Because these cases establish that Daker had at least three strikes under
§ 1915(g) before filing this lawsuit, he was ineligible to proceed IFP without a
showing of “imminent danger of serious physical injury.” 28 U.S.C. 1915(g). Daker
does not address the “imminent danger” requirement on appeal, however, so any
challenge to that issue has been abandoned. See Timson v. Sampson, 518 F.3d 870,
874 (11th Cir. 2008) (“[I]ssues not briefed on appeal by a pro se litigant are deemed
abandoned.” (citations omitted)).
In any case, we agree with the district court that Daker failed to allege
imminent danger of serious physical injury.
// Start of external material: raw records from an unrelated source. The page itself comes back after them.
PR #16164, opened 2026-02-01
Cache rules of .ignore files

TheMelmacian:
Added a simple cache for ignore rules to prevent unnecessary re-creations of the same rule set over and over on each IsIgnored check.
This has massively reduced the scan times of one of my libraries that makes heavy use of a large .ignore rule set.
(see linked issue for more info).

**Changes**
- added a dictionary that functions as a simple cache for ignore rules
- after the content of an .ignore file is checked for ignore-rules, the resulting rule list is saved together with the path and change date of the .ignore file
- on subsequent checks the change date of the .ignore file is compared to the one in the cache and if no there are no changes the rule set is loaded from the cache
- if the file changed, the rules in the cache are updated

**Issues**
Fixes #16163

PR #16166, opened 2026-02-01
Implement ignore rule caching

### LINKED ISSUE #16163: Scan of large folder trees in combination with .ignore file(s) with a very long rule set is extremely slow
### Description of the bug

I have a very large music library that is currently not in an optimal state for jellyfin. So i put a single .ignore file in the root folder that contains all folders (~600) that are not ready for scanning (folder structure, metadata etc.).
The initial scan took a very long time until all not ignored artists and albums were added to the library. Updates are also very slow.

Problem is that ignore rules are currently not cached. Each IsIgnored check needs to read the content of the .ignore file again and create the list of ignore rules. Adding a logging output with the needed time for an ignore check reveals most checks need up to 1000ms.

`info: Emby.Server.Implementations.Library.DotIgnoreIgnoreRule[0] --->>> IsIgnored took 00:00:00.9593885`

Adding a simple caching mechanism for the rules reduced the time after the first read significantly:

`info: Emby.Server.Implementations.Library.DotIgnoreIgnoreRule[0] --->>> IsIgnored took 00:00:00.0004388`

### Reproduction steps

Have a large folder tree and put a single .ignore file in the root folder that includes rules for a large number of folders.

Each IsIgnored check needs to read the content of the .ignore file and creates a new list of ignore rules.

Ignore rules are cached and re-used as long as the .ignore file hasn't changed.

### Jellyfin Server version

10.11.6

### Specify the build version

10.11.6

### Environment

```markdown
- OS: Debian 13
- Linux Kernel: Linux 6.12.63
- Virtualization: Docker
- CPU Model: AMD Ryzen 5 PRO 4650G
- GPU Model: AMD Ryzen 5 PRO 4650G
- Jellyfin Data Storage & Filesystem: NVMe M.2 SSD / BTRFS
- Media Storage & Filesystem: HDD / EXT4
```

Shadowghost:
Implements Ignore rule caching.

Alternative to #16164

**Changes**
* Implement file and ignore rule caching with `FastConcurrentLru`

**Issues**
Fixes #16163

### DIFF
--- a/Emby.Server.Implementations/Library/DotIgnoreIgnoreRule.cs
+++ b/Emby.Server.Implementations/Library/DotIgnoreIgnoreRule.cs
@@ -1,6 +1,7 @@
 using System;
 using System.IO;
 using System.Text.RegularExpressions;
+using BitFaster.Caching.Lru;
 using MediaBrowser.Controller.Entities;
 using MediaBrowser.Controller.IO;
 using MediaBrowser.Controller.Resolvers;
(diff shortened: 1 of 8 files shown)


Emby.Server.Implementations/Library/DotIgnoreIgnoreRule.cs
```diff
@@ -130,11 +134,203 @@ internal static bool CheckIgnoreRules(string path, string[] rules, bool isDirect
         return ignore.IsIgnored(pathToCheck);
     }
 
-    private static string GetFileContent(FileInfo ignoreFile)
+    /// <summary>
+    /// Clears the internal caches.
+    /// </summary>
+    public void ClearCache()
```
JPVenson: never called?

JPVenson (commented):
Should't there be _some_ kind of eviction mechanism? I would understand if we aggressively cache the value for a scan or longer when we are actually doing the stupid shit like re and re and rechecking directory and such but fire-and-forget can get very annoying if somebody would actually use the ignore files and tries to edit them no?

Emby.Server.Implementations/Library/DotIgnoreIgnoreRule.cs
```diff
@@ -15,63 +16,66 @@ public class DotIgnoreIgnoreRule : IResolverIgnoreRule
...
+    {
+        var cacheSize = Math.Max(100, Environment.ProcessorCount * 100);
+        _directoryCache = new FastConcurrentLru<string, IgnoreFileCacheEntry>(
+            Environment.ProcessorCount,
+            cacheSize,
+            StringComparer.OrdinalIgnoreCase);
+        _rulesCache = new FastConcurrentLru<string, ParsedIgnoreCacheEntry>(
+            Environment.ProcessorCount,
+            Math.Max(32, cacheSize / 4),
+            StringComparer.OrdinalIgnoreCase);
```
TheMelmacian: On unix-like operating systems file names and paths are case sensitive:

```suggestion
        _directoryCache = new FastConcurrentLru<string, IgnoreFileCacheEntry>(
            Environment.ProcessorCount,
            cacheSize,
            StringComparer.Ordinal);
        _rulesCache = new FastConcurrentLru<string, ParsedIgnoreCacheEntry>(
            Environment.ProcessorCount,
            Math.Max(32, cacheSize / 4),
            StringComparer.Ordinal);
```

JPVenson (approved):

crobibero (approved):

In the district court, Daker contended
that he met the imminent danger requirement because Georgia Department of
Corrections officials “forcibly shaved Plaintiff with unsanitized clippers on several
occasions,” “cutting him” and burning him in the process, on another occasion
“twice banged his head against the wall,” and “as a result, Plaintiff is still at risk of
use of force and infection with HIV, Hepatitis, and other infectious diseases.”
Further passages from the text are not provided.